# Case With Great Airflow recommendations



## Durvelle27 (Dec 7, 2018)

Hey TPUers I decided for my new rig I want to replace my Fractal Midi R2 case that I’ve had for years as it’s been through hell and back from all my aka ghetto mods and just doesn’t appeal no more. So I’m just going to use it for a server hidden away. But for my main rig I’m trying to find a case with good airflow that can accommodate decent sized watercoolers upto 360mm. I see so many options available but I’m pretty sure just because a case has a lot of fans doesn’t mean the airflow is good. What would you guys recommend for under $100 and no I do not care about RGB.


----------



## P4-630 (Dec 7, 2018)

https://www.techpowerup.com/forums/threads/good-airflow-case-recommendations.237660/

https://www.techpowerup.com/forums/...-cooling-options-and-cable-management.247589/


----------



## Durvelle27 (Dec 7, 2018)

P4-630 said:


> https://www.techpowerup.com/forums/threads/good-airflow-case-recommendations.237660/
> 
> https://www.techpowerup.com/forums/...-cooling-options-and-cable-management.247589/


Those are someone else’s threads


----------



## Tatty_One (Dec 7, 2018)

Phanteks Enthoo Pro M would fit the bill, for me it's the best case I have ever had and I have had a few, obviously we are all different, I have the Acrylic version but only because I wanted the Gunmetal which does not come with the tempered glass otherwise I think the specs are the same...…….

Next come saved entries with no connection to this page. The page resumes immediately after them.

PR #1138, opened 2024-11-14
Faster svg viewbox computation in tablereport

jeromedockes:
The way the computation of the correct viewbox for the plots is done currently is slow when there are many columns.
This makes all the bounding box computation in one go with no changes to the document in between to avoid unnecessary recomputations of the styles and layout

also as it adds a few functions to the report code, now is a good time to put it in a module to avoid polluting the global namespace so this PR adds that too

### DIFF
--- a/CHANGES.rst
+++ b/CHANGES.rst
@@ -59,7 +59,8 @@ Minor changes
   Moreover, when the text contains line breaks it now appears all on one line.
   Note this only affects the labels in the plots; the rest of the report did not
   have these problems.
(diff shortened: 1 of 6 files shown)


GaelVaroquaux (approved):
LGTM, but I think that it would be useful to add a short changelog entry: it's user-visible enough

jeromedockes:
I marked it as draft because @Vincent-Maladiere  agreed to check it works in a different environment so we should wait for that info before merging

Vincent-Maladiere (approved):
LGTM after testing on my machine

jeromedockes:
thanks a lot!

http://www.phanteks.com/Enthoo-Pro-M-TemperedGlass.html


----------



## Durvelle27 (Dec 7, 2018)

Tatty_One said:


> Phanteks Enthoo Pro M would fit the bill, for me it's the best case I have ever had and I have had a few, obviously we are all different, I have the Acrylic version but only because I wanted the Gunmetal which does not come with the tempered glass otherwise I think the specs are the same...…….
> 
> http://www.phanteks.com/Enthoo-Pro-M-TemperedGlass.html


That case looks very good and simple. Also love that it can fit 2x 360mm radiators. Slightly exceeds my budget.


----------



## Tatty_One (Dec 7, 2018)

Durvelle27 said:


> That case looks very good and simple. Also love that it can fit 2x 360mm radiators. Slightly exceeds my budget.


Take a look at their range, I think the Acrylic version that I have is a little cheaper, there may be some deals around.


----------



## Durvelle27 (Dec 7, 2018)

Tatty_One said:


> Take a look at their range, I think the Acrylic version that I have is a little cheaper, there may be some deals around.

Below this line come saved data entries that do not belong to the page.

Issue #1143, opened 2024-11-18
CircleCI no longer runs


GaelVaroquaux:
### Describe the bug

CircleCI no longer complete:

https://app.circleci.com/pipelines/github/skrub-data/skrub/4753/workflows/32a9d8ee-f6cc-45db-8b30-70304424c633/jobs/9236

### Steps/Code to Reproduce

It's in the circle CI build :)

### Expected Results

CircleCI to complete

### Actual Results

```
generating gallery for auto_examples... [ 10%] 00_getting_started.py
Processing column   8 / 8
Processing column   8 / 8
generating gallery for auto_examples... [ 20%] 01_encodings.py
generating gallery for auto_examples... [ 30%] 02_text_with_string_encoders.py
Processing column   2 / 2
Processing column  31 / 31
/home/circleci/project/.pixi/envs/doc/lib/python3.12/site-packages/sphinx_gallery/scrapers.py:173: UserWarning: Glyph 4108 (\N{MYANMAR LETTER TTHA}) missing from font(s) DejaVu Sans.
  fig.savefig(image_path, **these_kwargs)
generating gallery for auto_examples... [ 40%] 03_datetime_encoder.py
generating gallery for auto_examples... [ 50%] 04_fuzzy_joining.py
generating gallery for auto_examples... [ 60%] 05_deduplication.py
generating gallery for auto_examples... [ 70%] 06_ken_embeddings.py
generating gallery for auto_examples... [ 80%] 07_multiple_key_join.py
make: *** [Makefile:32: html] Killed

Exited with code exit status 2
```

### Versions

```shell
on main.
```

GaelVaroquaux:
First thing to do is probably to try renaming the example added in https://github.com/skrub-data/skrub/pull/1077 to ".py1" so that it is not run. That way we'll see if it's related to the newly added dependencies, or to actual interactions between exemples

PR #1145, opened 2024-11-19
FIX failing sphinx-gallery CI

Vincent-Maladiere:
Fix https://github.com/skrub-data/skrub/issues/1143


Vincent-Maladiere:
So, it succeeds when I cut example 07 just before importing the Joiner

Vincent-Maladiere:
Let's now run everything but the final CV

Vincent-Maladiere:
Then the last cell with the CV should crash

Vincent-Maladiere:
... which it did. So, there might be some weird memory usage due to the text-encoder example, and sentence-transformer or pytorch caching shenanigans.

GaelVaroquaux:
> So, it succeeds when I cut example 07 just before importing the Joiner

OK, so it's an interaction...

Vincent-Maladiere:
It failed, that's weird. It means that this is not provoked by the TextEncoder example: https://app.circleci.com/pipelines/github/skrub-data/skrub/4761/workflows/c392d89f-b5dd-4ab2-8d72-3438dd3e4911/jobs/9249 (example 2 is not run there, although example 7 fails)

Vincent-Maladiere:
The simple fit worked. So we're likely having a memory error due to CV on the (Joiner, TV, HGBT) pipeline. But why now?

GaelVaroquaux:
It could be triggered by an import...

GaelVaroquaux:
> But why now?

Memory that is not cleared? Maybe something that you can investigate on your computer.

Are we holding a reference on a big object?

jeromedockes:
thanks a lot for investigating this @Vincent-Maladiere  I know it's not fun :sweat_smile:  . it's good to have in mind that sphinx gallery runs all the examples in the same process so I guess it is possible that some of the memory from the textencoder example has not been freed when the example 7 runs and that the 2 together pass circleci's memory limit

Vincent-Maladiere:
So, when we remove the "transformers" environment (i.e., pytorch, transformers and sentence-transformers dependencies) from the pixi doc environment, the CI runs fine.

>  some of the memory from the textencoder example has not been freed when the example 7 runs and that the 2 together pass circleci's memory limit

That was my hypothesis too, but we have observed that without example 02 (which uses TextEncoder):
- Running the CV on example 07, with "transformers" in the doc environment fails ❌
- Running **a simple fit** on example 07, with "transformers" in the doc environment works ✅
- Running the CV **without "transformers"** in the doc environment works ✅

We only import sentence-transformers or pytorch within the TextEncoder, not outside. However, since I disabled example 02, the CI never imports or uses the TextEncoder. So I don't know how to conclude here.

GaelVaroquaux:
> thanks a lot for investigating this @Vincent-Maladiere I know it's not fun 😅

Indeed. But it is an amazing stress test that reveals how the code lives (and dies) in challenging settings. It makes the software more robust, which the users then love.

> . it's good to have in mind that sphinx gallery runs all the examples in the same process so I guess it is possible that some of the memory from the textencoder example has not been freed when the example 7 runs and that the 2 together pass circleci's memory limit

Quite possible. If that's the case, hopefully we can find how to free memory: it would make the library more lean.

jeromedockes:
> That was my hypothesis too, but we have observed that without example 02 (which uses TextEncoder):
> - Running the CV on example 07, with "transformers" in the doc environment fails ❌
> - Running **a simple fit** on example 07, with "transformers" in the doc environment works ✅
> - Running the CV **without "transformers"** in the doc environment works ✅
>
> We only import sentence-transformers or pytorch within the TextEncoder, not outside. However, since I disabled example 02, the CI never imports or uses the TextEncoder. So I don't know how to conclude here.

if both installing transformers and running the CV take a lot of time,
could it be a time limit?

Vincent-Maladiere:
> Quite possible. If that's the case, hopefully we can find how to free memory: it would make the library more lean.

This is not what's happening. Cf my message above.

Vincent-Maladiere:
I can't reproduce that locally. Let's rerun the CV with high verbosity to see if we can detect something.

Vincent-Maladiere:
Great! So, the example 02 runs fine. The matter is with example 07. It looks like a timeout issue as @jeromedockes guessed

Vincent-Maladiere:
When example 02 runs, the CI crashes before reaching the cross-validation part of example 07.

It looks like there is a timeout at 10min (11 actually) in circle-ci, but the run is not idle for long, and `no_output_timeout` is set to 30m anyway. With circle-ci, the [max run time is 1h for freemium accounts](https://circleci.com/docs/configuration-reference/#jobs), so we're not hitting this limit either. I can't find any other kind of timeout limit.

Could it be RAM consumption? But then, why would the cross-validation in example 07 crash now, whereas we never importthe TextEncoder, or torch. I'm starting to run out of ideas.

jeromedockes:
I think the duration of example 7 is a problem in itself anyways -- it takes 8 minutes on circleci. So I would suggest reducing it by reducing the sizes of the subsamples we use (say 5,000 flights and 10,000 weather points), and replacing the cross-validation with a train/test split. Hopefully that will get the doc build passing again.

In a second time, we can work on improving that example and maybe using a different dataset. Indeed, at the moment 
- it downloads a very large dataset
- the join with weather data does not improve predictions significantly IIRC
- the predictions are not super far from chance level which makes the example less compelling IMO

we may never pin down the exact reason why the circleci job getting killed but I think I can live with that as long as we get it running again :D

jeromedockes:
and I think we owe @Vincent-Maladiere  a beer for this long session of blind debugging with a 20-min feedback delay which can be quite frustrating :sweat_smile:

Vincent-Maladiere:
> we may never pin down the exact reason why the circleci job getting killed but I think I can live with that as long as we get it running again :D

Haha, I couldn't agree more! You're right, let's revamp this example slightly to make the CI run.
I'm also creating an issue to improve this example in the longer term.

jeromedockes:
cool, thanks! and if that doesn't work: I remember that for nilearn at some point I had reached out to the circleci support and had a good experience (and nilearn uses the free plan) so that option exists as well if all else fails

jeromedockes:
nice!! thanks again! I'll merge it before circleci gets a chance to change its mind :laughing:

jeromedockes (approved):

jeromedockes:
the example still looks pretty much the same after reducing the subsample sizes so that's good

Another case I see from them that falls under my budget is the Phanteks P400S


----------



## Tatty_One (Dec 7, 2018)

Durvelle27 said:


> Another case I see from them that falls under my budget is the Phanteks P400S


That one looks really nice too, don't think you can go far wrong with that either.


----------



## jboydgolfer (Dec 7, 2018)

Durvelle27 said:


> That case looks very good and simple. Also love that it can fit 2x 360mm radiators. Slightly exceeds my budget.



*EDIT
the MEshify C DOES officially house 360mm Rad on the front bezel, i just checked Fractals website. *

*


*


They go on sale pretty often, I got my Enthoo Pro-M for $65. although, I love my fractal Meshify-c. I know it houses 280mm Rad, & that it has the height to house a 360mm possibly behind the front bezel, but you'd need to pop out the hatch at the bottom front of the case. but if 360mm is a must, then the Enthoo is nice, and could house 2x360 or greater, it is a big case.


you can see the Asrock Extreme 4 Z97 on the bottom there, its a full ATX motherboard, but it looks like its MATX, or ITX since the case is so massive. my only real complaint with the Enthoo is the front i/o pwr buttons & USB are of shit quality, mine broke 3 times, & i rarely use them.


----------



## cucker tarlson (Dec 7, 2018)

https://www.newegg.com/global/pl-en/Product/Product.aspx?Item=N82E16811163379


----------



## Durvelle27 (Dec 7, 2018)

jboydgolfer said:


> They go on sale pretty often, I got my Enthoo Pro-M for $65. although, I love my fractal Meshify-c. I know it houses 280mm Rad, & that it has the height to house a 360mm possibly behind the front bezel, but you'd need to pop out the hatch at the bottom front of the case. but if 360mm is a must, then the Enthoo is nice, and could house 2x360 or greater, it is a big case.
> 
> 
> you can see the Asrock Extreme 4 Z97 on the bottom there, its a full ATX motherboard, but it looks like its MATX, or ITX since the case is so massive. my only real complaint with the Enthoo is the front i/o pwr buttons & USB are of shit quality, mine broke 3 times, & i rarely use them.


I love fractal cases. The material is very sturdy and really great quality. Had my Midi R2 Windowed over 5 years and aside from the cutting on it I did it  still held up nicely. 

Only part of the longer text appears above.